● Problem
From the material below, pull each line containing the string "typespec".

● Dataset entries

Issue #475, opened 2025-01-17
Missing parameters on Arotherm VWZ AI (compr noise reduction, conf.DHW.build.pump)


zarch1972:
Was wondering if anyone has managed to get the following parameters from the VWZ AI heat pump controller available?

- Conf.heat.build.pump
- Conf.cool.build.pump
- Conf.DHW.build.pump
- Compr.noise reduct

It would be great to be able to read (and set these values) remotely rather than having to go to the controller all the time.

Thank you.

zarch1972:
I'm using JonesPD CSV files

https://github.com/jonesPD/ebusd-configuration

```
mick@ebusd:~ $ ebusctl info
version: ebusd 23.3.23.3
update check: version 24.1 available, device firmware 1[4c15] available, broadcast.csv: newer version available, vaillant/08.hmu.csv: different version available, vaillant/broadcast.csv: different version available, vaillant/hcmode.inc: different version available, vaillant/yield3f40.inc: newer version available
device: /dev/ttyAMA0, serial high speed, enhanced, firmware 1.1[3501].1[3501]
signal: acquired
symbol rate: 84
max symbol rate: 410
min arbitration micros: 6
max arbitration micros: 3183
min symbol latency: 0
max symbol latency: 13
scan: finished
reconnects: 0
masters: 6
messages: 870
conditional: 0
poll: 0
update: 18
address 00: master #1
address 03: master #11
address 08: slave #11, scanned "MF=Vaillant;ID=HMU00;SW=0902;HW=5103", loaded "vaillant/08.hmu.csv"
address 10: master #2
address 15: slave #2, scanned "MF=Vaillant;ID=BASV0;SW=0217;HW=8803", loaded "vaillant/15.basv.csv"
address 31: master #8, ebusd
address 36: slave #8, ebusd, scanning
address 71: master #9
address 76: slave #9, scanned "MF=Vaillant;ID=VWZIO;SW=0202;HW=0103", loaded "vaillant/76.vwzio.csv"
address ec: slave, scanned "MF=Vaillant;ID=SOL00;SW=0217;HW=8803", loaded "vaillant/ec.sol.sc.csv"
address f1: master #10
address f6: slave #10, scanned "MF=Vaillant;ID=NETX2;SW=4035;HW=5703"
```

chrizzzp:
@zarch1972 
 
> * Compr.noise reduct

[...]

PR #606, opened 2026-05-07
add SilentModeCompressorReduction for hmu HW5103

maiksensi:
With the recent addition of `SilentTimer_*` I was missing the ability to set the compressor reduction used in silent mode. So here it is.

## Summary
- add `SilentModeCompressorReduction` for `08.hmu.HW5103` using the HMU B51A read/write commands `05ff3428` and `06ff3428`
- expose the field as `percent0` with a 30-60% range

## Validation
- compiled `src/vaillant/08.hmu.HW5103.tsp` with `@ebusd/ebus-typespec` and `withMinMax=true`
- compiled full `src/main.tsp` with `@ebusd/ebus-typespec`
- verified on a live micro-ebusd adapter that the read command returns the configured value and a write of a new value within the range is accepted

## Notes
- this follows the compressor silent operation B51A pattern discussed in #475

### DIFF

● Output of the exercise
- compiled `src/vaillant/08.hmu.HW5103.tsp` with `@ebusd/ebus-typespec` and `withMinMax=true`
- compiled full `src/main.tsp` with `@ebusd/ebus-typespec`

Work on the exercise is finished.